01.12.2015 | Original Research | Ausgabe 6/2015
Cerebral oxygenation and processed EEG response to clamping and shunting during carotid endarterectomy under general anesthesia
Journal of Clinical Monitoring and Computing
- William Perez, Christopher Dukatz, Sami El-Dalati, James Duncan, Mahmoud Abdel-Rasoul, Andrew Springer, Michael R. Go, Roger Dzwonczyk
Clamping and shunting during carotid endarterectomy (CEA) surgery causes changes in cerebral blood flow. The purpose of this study was to assess and compare, side by side, the cerebral oxygenation (rSO2) and processed electroencephalogram (EEG) response bilaterally to carotid artery clamping and shunting in patients undergoing CEA under general anesthesia. With institutional approval and written informed consent, patients undergoing CEA under general anesthesia and routine carotid artery shunting were recorded bilaterally, simultaneously and continuously with an rSO2 and processed EEG monitor.
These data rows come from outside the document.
PR #520, opened 2020-11-18
[CIRCLE-31080] Add no-prompt option to admin commands

cayennes:
Add --no-prompt option to admin commands to import orbs and delete namespace
aliases. We need these for use with automated integation tests of a server
install.

### DIFF
--- a/cmd/admin.go
+++ b/cmd/admin.go
@@ -65,6 +65,11 @@ Example:
 			return validateToken(nsOpts.cfg)
 		},
 		RunE: func(_ *cobra.Command, _ []string) error {
+			if nsOpts.integrationTesting {
+				nsOpts.tty = createNamespaceTestUI{
+					confirm: true,
+				}
+			}
 			return deleteNamespaceAlias(nsOpts)
 		},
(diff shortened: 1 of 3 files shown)


cmd/admin.go
```diff
@@ -68,6 +72,7 @@ Example:
 	}
 
 	deleteAliasCommand.Annotations["<name>"] = "The name of the alias to delete"
+	deleteAliasCommand.Flags().BoolVar(&nsOpts.noPrompt, "no-prompt", false, "Disable prompt to bypass interactive UI.")
```
kelvinkfli, line 75: I just realized that the [deleteNamespaceAlias](https://github.com/CircleCI-Public/circleci-cli/blob/master/cmd/namespace.go#L98) function doesn't actually do a `if opts.NoPrompt { ... }` check. Do you think theres value in adding it for non-integration test purposes? 🤔

cayennes: Yes, thanks for noticing that. Done.

kelvinkfli (approved):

The response of the monitors during carotid artery clamping and shunting were assessed and compared between monitors and bilaterally within each monitor. Sixty-nine patients were included in the study. At clamping the surgical-side and contralateral-side rSO2 dropped significantly below the baseline incision value (−17.6 and −9.4 % respectively). After shunting, the contralateral-side rSO2 returned to baseline while the surgical-side rSO2 remained significantly below baseline (−9.0 %) until the shunt was removed following surgery. At clamping the surgical-side and contralateral-side processed EEG also dropped below baseline (−19.9 and −20.6 % respectively). However, following shunt activation, the processed EEG returned bilaterally to baseline. During the course of this research, we found the rSO2 monitor to be clinically more robust (4.4 % failure rate) than the processed EEG monitor (20.0 % failure rate). There was no correlation between the rSO2 or processed EEG changes that occurred immediately after clamping and the degree of surgical side stenosis measured pre-operatively. Both rSO2 and processed EEG respond to clamping and shunting during CEA. Cerebral oximetry discriminates between the surgical and contralateral side during surgery. The rSO2 monitor is more reliable in the real-world clinical setting. Future studies should focus on developing algorithms based on these monitors that can predict clamping-induced cerebral ischemia during CEA in order to decide whether carotid artery shunting is worth the associated risks. From the practical point of view, the rSO2 monitor may be the better monitor for this purpose.